Graphene claims other superlatives
(Nanowerk News) In a paper published in Natural (“The giant magnetoresistance of Dirac’s plasma in high-mobility graphene”), researchers from The University of Manchester reported a record high magnetoresistance appearing on graphene under ambient conditions.
Materials that greatly change their resistivity under a magnetic field are highly sought after for a wide variety of applications and, for example, every car and every computer has lots of tiny magnetic sensors. Such materials are rare, and most metals and semiconductors change their electrical resistivity by only a fraction of a percent at room temperature and in a practical magnetic field (typically, less than one millionth of 1%). To observe a strong magnetoresistance response, researchers usually cool the material to the liquid-helium temperature so that the electrons in it are scattered less and can follow the trajectory of the cyclotron.
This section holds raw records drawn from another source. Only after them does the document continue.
PR #1904, opened 2023-02-13
KVM: cleanup some mprotect.

bartoldeman:
Referring to https://github.com/dosemu2/dosemu2/pull/1902#issuecomment-1427057089

* Make sure initial main_pool mapping uses PROT_NONE, matching the host.
* Excludes high memory early in mmap_kvm_no_overlap when appropriate instead of when doing the actual ioctl. This prevents unnecessary manipulation of page tables if KVM isn't used for DPMI.

### DIFF
--- a/src/base/emu-i386/kvm.c
+++ b/src/base/emu-i386/kvm.c
@@ -515,15 +515,6 @@ void set_kvm_memory_regions(void)
 
   for (slot = 0; slot < MAXSLOT; slot++) {
     struct kvm_userspace_memory_region *p = &maps[slot];
-    if (p->memory_size != 0) {
-      if (config.cpu_vm_dpmi != CPUVM_KVM &&
-	  (void *)(uintptr_t)p->userspace_addr != monitor) {
-	if (p->guest_phys_addr > LOWMEM_SIZE + HMASIZE)
-	  p->memory_size = 0;
-	else if (p->guest_phys_addr + p->memory_size > LOWMEM_SIZE + HMASIZE)
-	  p->memory_size = LOWMEM_SIZE + HMASIZE - p->guest_phys_addr;
-      }
-    }
     if (p->memory_size != 0)
       set_kvm_memory_region(p);
   }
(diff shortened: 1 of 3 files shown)


src/base/emu-i386/kvm.c
```diff
@@ -534,6 +525,15 @@ static void mmap_kvm_no_overlap(unsigned targ, void *addr, size_t mapsize, int f
   struct kvm_userspace_memory_region *region;
   int slot;
 
+  if (config.cpu_vm_dpmi != CPUVM_KVM && addr != monitor) {
+    if (targ > LOWMEM_SIZE + HMASIZE)
```
stsp: `>=` perhaps?

src/base/init/init.c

Now a research team led by Professor Sir Andre Geim has discovered that the good old graphene which has apparently been studied in every detail over the last two decades exhibits a very strong response, reaching above 100% in the magnetic field of standard permanent magnets (about 1,000 Gauss). This is a record magnetoresistivity among all known materials.
Speaking about this latest graphene discovery, Sir Andre Geim said: “People working on graphene like myself have always felt that this goldmine of physics should have been used up long ago. Material constantly proves that we have found another incarnation wrong. Today I have to admit again that graphene is dead, graphene lives on for a long time.
To achieve this, the researchers used high-quality graphene and tuned it to its intrinsically virgin state in which only temperature-excited charge carriers are present. This creates a fast-moving “Dirac fermion” plasma that exhibits very high mobility despite frequent scattering. The high mobility and neutrality of this Dirac plasma are important components for the reported giant magnetoresistance.
“Over the past 10 years, the electronic quality of graphene devices has improved dramatically, and everyone seems to be focused on discovering new phenomena at the low temperature of liquid helium, ignoring what happens in ambient conditions. This may not be too surprising since the cooler your sample is, the more interesting the behavior will be. We decided to start a fire and suddenly a lot of unexpected phenomena appeared”, said Dr Alexey Berdyugin, the corresponding author of the paper.
In addition to its record magnetoresistivity, the researchers also found that, at high temperatures, neutral graphene becomes a so-called “strange metal”. This is the name given to materials in which the scattering of electrons becomes very fast, which is determined only by the Heisenberg uncertainty principle. The strange metal behavior is poorly understood and remains a mystery that is currently being investigated around the world.
The Manchester work added some more mystery to the field by showing that graphene exhibits giant linear magnetoresistance in fields above a few Tesla, which is highly temperature dependent. This high-field magnetoresistance is once again breaking records.
The phenomenon of linear magnetoresistance has remained a mystery for more than a century since it was first observed. The current Manchester work provides important clues about the origins of odd metal behavior and linear magnetoresistance. Perhaps, the mystery can now finally be solved thanks to graphene as it represents a clean, well-characterized and relatively simple electronic system.
“High-quality undoped graphene at room temperature offers the opportunity to explore entirely new regimes that could in principle be discovered even a decade ago but have somehow been ignored by everyone. We plan to study the regime of this strange metal and, of course, more interesting results, phenomena and applications will follow”, added Dr Leonid Ponomarenko, co-leader Natural paper writer.